For nearly all high-temperature applications of engineering alloys, diffusion-controlled internal corrosion processes are of particular technical relevance and high complexity. In general, an internal-corrosion process is considered to be a diffusion-controlled chemical reaction of a less-noble alloying element with a nonmetallic penetrating species such as oxygen, nitrogen, carbon, or sulfur. Kinetics are determined by the diffusivities and solubilities of the reacting species, as well as by the thermodynamic stability of the precipitates formed. Under well-defined simplified conditions, internal precipitation can be described by Wagner’s theory of internal oxidation where the diffusive fluxes of both reacting species are combined by mass equilibrium at the internal reaction front. However, important aspects of the mechanism like the possibility of less stable precipitates, nucleation and growth, mechanical stress effects and the transition from internal precipitation to external scale formation are neglected by Wagner`s theory. Therefore, numerical tools, using the finite-difference or the cellular automata concept, have been developed that are more flexible in accounting for such aspects and are introduced in the present paper.

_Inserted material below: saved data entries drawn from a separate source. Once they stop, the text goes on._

PR #9025, opened 2025-07-16
IRender interface 

smotornyuk:
New interface with a method that can

* Change the name of the rendered template
* Modify data passed into the template

Use cases:

1. Add data to the template. Without the interface, developers are required to use non-idiomatic calls to data-producing helpers inside the template.
2. Change the template. Without the interface, developers are required to register a custom view on an existing endpoint and copy the code from the original view, replacing only the last line, where the name of the template is specified. There are alternatives, but they are also not entirely correct, so I won't mention them.
3. Conditionally render different template. Imagine that I want to implement HTMX shortcut for sorting on the organizations page. Without interface I have to override the whole endpoint. With the interface I can do something like
   ```py
   def prepare_render(name, data):
       if is_htmx():
            return name + ".htmx", data
       return name, data
   ```
   and register the corresponding HTMX template.

### DIFF
--- a/ckan/lib/base.py
+++ b/ckan/lib/base.py
@@ -85,22 +85,23 @@ def render_snippet(*template_names: str, **kw: Any) -> str:
         raise last_exc or TemplatesNotFound(template_names)
 
 
-def render(template_name: str,
-           extra_vars: Optional[dict[str, Any]] = None) -> str:
-    '''Render a template and return the output.
+def render(template_name: str, extra_vars: Optional[dict[str, Any]] = None) -> str:
+    """Render a template and return the output.
 
     This is CKAN's main template rendering function.
 
-    :params template_name: relative path to template inside registered tpl_dir
-    :type template_name: str
-    :params extra_vars: additional variables available in template
-    :type extra_vars: dict
+    :param template_name: relative path to template inside registered tpl_dir
+    :param extra_vars: additional variables available in template
 
-    '''
+    """
     if extra_vars is None:
         extra_vars = {}
 
     _allow_caching()
+
+    for plugin in p.PluginImplementations(p.IRender):
+        template_name, extra_vars = plugin.prepare_render(template_name, extra_vars)
+
     return flask_render_template(template_name, **extra_vars)
 
 
--- a/ckan/plugins/interfaces.py
+++ b/ckan/plugins/interfaces.py
@@ -32,37 +32,38 @@ if TYPE_CHECKING:
 
 
 __all__ = [
-    u'Interface',
-    u'IMiddleware',
-    u'IAuthFunctions',
-    u'IDomainObjectModification',
-    u'IFeed',
-    u'IGroupController',
-    u'IOrganizationController',
-    u'IPackageController',
-    u'IPluginObserver',
-    u'IConfigurable',
-    u'IConfigDeclaration',
-    u'IConfigurer',
-    u'IActions',
-    u'IResourceUrlChange',
-    u'IDatasetForm',
-    u'IValidators',
-    u'IResourceView',
-    u'IResourceController',
-    u'IGroupForm',
-    u'ITagController',
-    u'ITemplateHelpers',
-    u'IFacets',
-    u'IAuthenticator',
-    u'ITranslation',
-    u'IUploader',
-    u'IBlueprint',
-    u'IPermissionLabels',
-    u'IForkObserver',
-    u'IApiToken',
-    u'IClick',
-    u'ISignal',
+    "Interface",
+    "IMiddleware",
+    "IAuthFunctions",
+    "IDomainObjectModification",
+    "IFeed",
+    "IGroupController",
+    "IOrganizationController",
+    "IPackageController",
+    "IPluginObserver",
+    "IConfigurable",
+    "IConfigDeclaration",
+    "IConfigurer",
+    "IActions",
+    "IResourceUrlChange",
+    "IDatasetForm",
+    "IValidators",
+    "IResourceView",
+    "IResourceController",
+    "IGroupForm",
+    "ITagController",
+    "ITemplateHelpers",
+    "IFacets",
+    "IAuthenticator",
+    "ITranslation",
+    "IUploader",
+    "IBlueprint",
+    "IPermissionLabels",
+    "IForkObserver",
+    "IApiToken",
+    "IClick",
+    "ISignal",
+    "IRender",
 ]
 
 
@@ -2265,3 +2266,33 @@ class ISignal(Interface):
 
         """
         return {}
+
+
+class IRender(Interface):
+    """Control template rendering."""
+
+    def prepare_render(
+        self, template: str, extra_vars: dict[str, Any]
+    ) -> tuple[str, dict[str, Any]]:
+        """Modify rendering parameters.
+
+        This method receives and returns the name of the rendered template and
+        all the variables passed to it. Replace the name of the template to
+        render a different page, and patch variables when page requires more
+        data than view provides by default.
+
+        Example::
+
+            def prepare_render(self, template, extra_vars):
+                if tk.get_endpoint() == ("home", "about"):
+                    template = "home/better_about.html"
+                    extra_vars["additional_content"] = ...
+
+                return template, extra_vars
+
+        :param template: name of the rendered template
+        :param extra_vars: variables used in the template
+        :returns: name of the template and its additional variables
+
+        """
+        return template, extra_vars


amercader:
I really like this. In many cases you need to override a whole blueprint method just to pass an extra var to the template, and the htmx use case it's interesting too.

Modifying the response further to return a redirect, stream it, return json, etc is also useful sometimes, but I think finding a single place to hook into might be a bit more difficult (perhaps a Flask before response hook exists), and the plugins might not get all the input params passed to the view function. 

In any case if that exists it could be added as method to the same interface and users can choose whichever they need, eg:

```
class IViewRender()

     def prepare_render(self, template_name, extra_vars):
          pass

     def prepare_response(self, original_response):
          pass
     
```

If the second hook is too difficult to implement I think the one implemented here is worth merging. 
I'd rename the interface to `IViewRender` or `ITemplateRender` though

smotornyuk:
Thank you for the idea.

CKAN already has this place where page rendering time is recorded and CORS headers set on response. I added `prepare_response` hook there.

And, as this new interface affects templates and responses, I choose `IViewRender` name

ckan/config/middleware/flask_app.py
```diff
@@ -418,6 +418,9 @@ def ckan_after_request(response: Response) -> Response:
     # Set Cache Control headers
     response = set_cache_control_headers_for_response(response)
 
+    for plugin in PluginImplementations(IViewRender):
+        response = plugin.prepare_response(response)
```
wardi, line 422: `prepare_response` suggests something that happens before the response is generated. Here we're modifying an already-generated response.

If the intention is to completely replace a response it should be possible for a plugin to skip all other rendering code (rendering pages is often the slowest part of generating the response).

If we're replacing the existing response this way these plugins should be called in reverse plugins order to allow the earlier plugins to override settings from the later ones for consistency with template loading order etc.

wardi: I'd rather see something like the chained action interface: each plugin gets a chance to call the `up_func` (the next plugin in plugins order or the original render call) to generate the response

ckan/lib/base.py
```diff
@@ -85,22 +85,23 @@ def render_snippet(*template_names: str, **kw: Any) -> str:
...
 
-    '''
+    """
     if extra_vars is None:
         extra_vars = {}
 
     _allow_caching()
+
+    for plugin in p.PluginImplementations(p.IViewRender):
+        template_name, extra_vars = plugin.prepare_render(template_name, extra_vars)
```
wardi, line 103: How about `plugin.render_template_vars` or `plugin.render_parameters` since this method only modifies the parameters to the actual render call?

Again reverse order is needed so earlier plugins override later ones.

Is this the right place for the plugin? We only know the template name that was rendered and its parameters. We don't know which view was called and don't have access to other objects that could be useful from the view method.

It's uncomfortable to have a bunch of potentially fragile extra logic run inside a `render` method that looks like it should be fairly simple, and this function gets called all over the place in ckan. Do we really want every snippet to need to loop through a bunch of plugins as part of the rendering process?

We could make a new method that our core views would use instead of `render`, something like:
```python
def plugin_render_response(
    template_name: str,
    extra_vars: Optional[dict[str, Any]] = None,
    plugin_context: Optional[dict[str, Any]] = None,
) -> Any:
```

`plugin_context` could include anything that was computed in the view that might be useful for plugins when extending or overriding the response, like models and validated parameters passed, so that the plugins won't have to re-compute them.

Knowing which specific view was called might be useful too so that plugins can be conditional on the view not just the template name.

smotornyuk: The view/blueprint can be identified via `toolkit.get_endpoint()`. I don't expect someone to build conditions on the template name, especially since it can already be replaced due to this new interface.

I want to keep views as black boxes to a certain degree. Although exposing all internal variables may help in overoptimizing computations, it also introduces a contract regarding the implementation of the view, and any code that relies on internal variables becomes unstable when the view code is changed. 
Access to all intermediate variables used by view code is likely more fragile than accessing only variables from the template. Data that is passed to templates tends to remain approximately the same even when templates are changed or views are refactored, because we are trying not to break all the extensions that are extending templates and rely on the presence of certain variables. At the same time, the logic of view is encapsulated, and there are no restrictions regarding the changes in logic - view can be completely overridden as long as its output has the same form. 
So there must be balance between exposing just enough data to allow customizations, but not too much, to prevent tight coupling.


As for snippets, I agree, it doesn't have much value to hook into snippet rendering, because it's invoked from template, so it's the same as using custom helpers or overriding the template.
But instead of introducing a new method that must be used by views to be "hookable" and which most likely will be forgotten by extension developers, let's use the old `render` function. And instead, change snippet-rendering, creating a custom function that will bypass hook and plugin iteration and just normally render the snippet

ckan/config/middleware/flask_app.py
smotornyuk: The whole thing with responses can be done via middleware. Using `before_request` the whole view execution and template rendering, `after_request` can replace the final response. That's why I'm not completely sure, if this method worth adding. The only thing that is possible here and not possible in middleware - this hook is called before any of the middleware, even middleware from CKAN itself, while custom middleware rely on plugin order and always will be called after native CKAN middleware.

I like the idea of chaining, but if you see the better place for this hook or think it's better not to add it at all, I don't mind either

ckan/lib/base.py
wardi: Cool, I didn't know about `get_endpoint()`

I fully agree regarding not passing `locals()` from a view to plugins. I was suggesting being able to pass only specific things that are relevant but not passed to the template.

I'd like to know what @ckan/core thinks about adding this to our existing `render` function. Maybe there are other places that call render and don't expect a plugin to be able to inject itself into the process.

Also our `render` method returns a str so it can't do more interesting things like send redirects, stream a response or trigger a sendfile response and it would be useful for a new interface to support those things.

smotornyuk:
Instead of changing the existing function, this change can be implemented as an opt-in feature. The downside is that a lot of developers can ignore it and prevent further customizations of the view. But it's a question of good practices, and we can accept that not everyone wants to be flexible.

The good thing, if a new feature relies on new functions, they can do more. For example, imagine that views are using `render_response` instead of `render`. This new function returns a response, but we have no other expectations about its behavior. Its initial implementations are as follows:

```python
def render_response(template, data) -> ResponseLikeObject:
   # A) hook to modify template name
   # B) hook to modify variables
   # C) ...
   return render(template, data)
```

In this way, no extra work is performed if the developer does not want it. It returns a string at the moment, but the contract only guarantees something that can be treated as a Flask response, so no one will use this function to produce strings(for this purpose, we have good'n'old `render`)

--- 

Then, `render_response` is extended, computing ETag based on variables and returning `304 Not Modified` if a client already has the page with the same ETag.

```python
def render_response(template, data, /, etag = None):
   ...
   # C) hook that computes etag based on variables, without the actual rendering
   # D) ....
   if etag_match():
       return Response(304)

   return render(template, data)
```

This `render_response` initially was created as a function returning a response-like object. So we are allowed to return either the rendered template if the client does not have the page, or skip rendering if we predict that the template will be the same as the cached template from the client. When new  plugins come, they play, like `activity` that adds a notification counter, they will 

1. Use a hook to add variables [instead of computing them inside the template](https://github.com/ckan/ckan/blob/master/ckanext/activity/templates/header.html#L4)
2. Use the second hook to modify etag based on the changes that are introduced by new variables.

This etag-hook can be pretty simple. First, the base etag is computed by the view itself and passed into `render_response`. Then it goes through hook and if plugin introduces changes to the output, it will use the base etag and extra variables to compute new etag, i.e `compute_etag(base_etag + hash_from_changes)`

```python
def etag_hook(base_etag, template, data):
   if has_no_effect_on_content(data, endpoint, template, ...):
       return etag

   new_etag = md5(base_etag)
   # information that produces new blocks in the template
   new_element_key = data['custom_variable']['id']

   # if the user visits the same page that is customized by the plugin in the same way,
   # i.e same additional entity is rendered somewhere,
   # The new ETag will match, and we'll be able to skip the second render
   new_etag.update(new_element_key)
   return new_etag
```

---
    
Now we can add more hooks either before the response/render is produced to avoid computations, or after, to modify the result with extra headers, etc.

```python
def render_response(template, data, /, etag = None):
   ...
   # D) call hook with etag, data, template name that can emit custom response, like redirect


   result = ... # 304_if_etag_match else render template

   # E) hook that modifies the response  and adds more headers
   return result 
```


---

Finally, as @wardi suggested, we can pass an additional mapping with data that is not used in the template, but was used to compute variables. For example, if view pulls all the groups of the user and then just reduces this list into the list of unique roles that the user has, we can keep the list of groups inside `computation_context`, reducing the number of queries required for computing additional variables.

The fact that computation_context is not fixed and can be changed at any moment must be clearly expressed. Anyone who relies on variables from `computation_context` will provide a fallback logic to get all the data if it's missing. But in the best-case scenario, we'll improve performance even more, while in the worst case, we'll just do a normal amount of work.

```python
def render_response(template, data, /, etag = None, **computation_context):
   ...
```
---

After this is done, in a similar manner, we can add `redirect_response` and `file_response` that will reuse parts of `render_response`. Generally speaking, this `XXX_response` function will reflect the initial intention of the view, but all of them will be used as a flag for people who want to extend logic: "Here my plugin/CKAN core produces XXX-like response, but you are allowed to replace/modify it as you wish."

Cellular automata (CA) represent distributed dynamical systems whose structure is particularly well suited to determine the temporal evolution of the system. By a meaningful definition of states and transformation rules, CA can be adapted to complex diffusion processes. It is shown that the model is able to consider nucleation and growth aspects, the transition from internal precipitation to superficial scale formation, interdiffusion between scales, and high diffusivity paths like grain boundaries and dislocations. This has been verified by applying CA to (i) internal nitridation of nickel-base superalloys, (ii) internal oxidation of low-alloy Cr steel, and (iii) interdiffusion within protective coating systems on plain carbon steel.